CHAI Annual Awards – Winners Announced

CHAI’s Annual Awards and Benefit are just around the corner and the winners of this year’s awards have been selected!

The Radha Pathak Humanitarian Award

Mathuram Santosham, MD, MPH

Professor, Departments of International Health and Pediatrics

Johns Hopkins Medical Institutions

Director, Johns Hopkins Center for American Indian Health

 m. santosham

Dr. Santosham was born in Vellore, India and obtained his MBBS degree from the Jawaharlal Institute of Post Graduate Medical Education and Research in Pondicherry, India in 1970. He subsequently moved to the US and obtained Board Certification in Pediatrics and an MPH degree from the Johns Hopkins University. He also completed a Fellowship in Pediatric Infectious Diseases at Johns Hopkins Hospital.

Dr. Santosham is the Founder and Director of the Johns Hopkins Center for American Indian Health. He holds Professorships in the Department of International Health and the Department of Pediatrics at Johns Hopkins University. He directed the Division of Health Systems for the Johns Hopkins Bloomberg School of Public Health from 2000-2009.

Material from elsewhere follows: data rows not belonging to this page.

PR #896, opened 2015-09-15
Move to java7 setPosixFilePermissions

CMoH:
On my machine this improved performance from 34903 accessor put() calls
per second to 61553 using the new implementation.

### DIFF
--- a/utils/common/src/main/java/org/apache/brooklyn/util/io/FilePermissions.java
+++ b/utils/common/src/main/java/org/apache/brooklyn/util/io/FilePermissions.java
@@ -1,0 +1,93 @@
+/*
+ * Copyright 2015 The Apache Software Foundation.
+ *
+ * Licensed under the Apache License, Version 2.0 (the "License");
+ * you may not use this file except in compliance with the License.
+ * You may obtain a copy of the License at
+ *
+ *      http://www.apache.org/licenses/LICENSE-2.0
+ *
+ * Unless required by applicable law or agreed to in writing, software
+ * distributed under the License is distributed on an "AS IS" BASIS,
+ * WITHOUT WARRANTIES OR CONDITIONS OF ANY KIND, either express or implied.
+ * See the License for the specific language governing permissions and
+ * limitations under the License.
+ */
+package org.apache.brooklyn.util.io;
+
+import java.io.File;
+import java.io.IOException;
+import java.nio.file.Files;
+import java.nio.file.Path;
+import java.nio.file.attribute.PosixFileAttributeView;
+import java.nio.file.attribute.PosixFilePermission;
+import static java.nio.file.attribute.PosixFilePermission.GROUP_EXECUTE;
+import static java.nio.file.attribute.PosixFilePermission.GROUP_READ;
+import static java.nio.file.attribute.PosixFilePermission.GROUP_WRITE;
+import static java.nio.file.attribute.PosixFilePermission.OTHERS_READ;
+import static java.nio.file.attribute.PosixFilePermission.OTHERS_WRITE;
+import static java.nio.file.attribute.PosixFilePermission.OTHERS_EXECUTE;
+import static java.nio.file.attribute.PosixFilePermission.OWNER_READ;
+import static java.nio.file.attribute.PosixFilePermission.OWNER_WRITE;
+import static java.nio.file.attribute.PosixFilePermission.OWNER_EXECUTE;
+import java.util.EnumSet;
+import java.util.Set;
+import org.apache.brooklyn.util.os.Os;
+
+/**
+ * Portable file permissions.
+ *
+ * @author Ciprian Ciubotariu <cheepeero@gmx.net>
+ */
+public class FilePermissions {
+
+    private final int posixMode;
+    private final Set<PosixFilePermission> posixPermissions = EnumSet.noneOf(PosixFilePermission.class);
+
+    public FilePermissions(int posixMode) {
+        this.posixMode = posixMode;
+        if ((posixMode & 0400) != 0) posixPermissions.add(OWNER_READ);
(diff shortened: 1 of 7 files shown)


utils/common/src/main/java/org/apache/brooklyn/util/io/FileUtil.java
```diff
@@ -73,36 +77,11 @@ public static void setFilePermissionsTo700(File file) throws IOException {
...
-        boolean setExec = file.setExecutable(false, false);
-        
-        if (setRead && setWrite && setExec) {
-            if (LOG.isTraceEnabled()) LOG.trace("Set permissions to 600 for file {}", file.getAbsolutePath());
-        } else {
-            if (loggedSetFilePermissionsWarning) {
-                if (LOG.isTraceEnabled()) LOG.trace("Failed to set permissions to 600 for file {}: setRead={}, setWrite={}, setExecutable={}",
-                        new Object[] {file.getAbsolutePath(), setRead, setWrite, setExec});
-            } else {
-                if (Os.isMicrosoftWindows()) {
```
aledsage: On windows, will we get an `UnsupportedOperationException` from `Files.setPosixFilePermissions`? If so, it would be good to preserve the old behaviour, rather than fail: to log about it (but to guard that log with the `loggedSetFilePermissionsWarning` check so that we only log once).

utils/common/src/main/java/org/apache/brooklyn/util/io/FileUtil.java
```diff
@@ -73,36 +77,11 @@ public static void setFilePermissionsTo700(File file) throws IOException {
...
-        file.setWritable(false, false);
-        file.setReadable(true, true);
-        file.setWritable(true, true);
-        
-        boolean setRead = file.setReadable(false, false) & file.setReadable(true, true);
-        boolean setWrite = file.setWritable(false, false) & file.setWritable(true, true);
-        boolean setExec = file.setExecutable(false, false);
-        
-        if (setRead && setWrite && setExec) {
-            if (LOG.isTraceEnabled()) LOG.trace("Set permissions to 600 for file {}", file.getAbsolutePath());
```
aledsage: Would be good to preserve the `LOG.trace` when we change the file permission.

utils/common/src/main/java/org/apache/brooklyn/util/io/FileUtil.java
```diff
@@ -73,36 +77,11 @@ public static void setFilePermissionsTo700(File file) throws IOException {
...
-        } else {
```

Dr. Santosham is internationally known for his work on oral rehydration therapy, childhood vaccines and dissemination of pediatric prophylactics to vulnerable populations worldwide. Working in partnership with Native American communities, he conducted landmark vaccine efficacy trials, including rotavirus vaccine, H. influenzae type b (Hib) conjugate vaccine, and pneumococcal conjugate vaccine. Native American children used to die from these diseases at rates 10 to 50 times the US average. Through his advocacy, these vaccines now save 3 to 5 million lives a year in the US and across the globe. In addition, Dr. Santosham worked with the White Mountain Apache Tribe to pioneer the use of oral rehydration solution (ORS), now known as “Pedialyte” in the US. Based on this evidence, ORS has become the standard of care for treating diarrheal dehydration, and is credited with saving 60 million lives since 1980. Dr. Santosham has become a global leader in the national and international dissemination of these public health strategies worldwide.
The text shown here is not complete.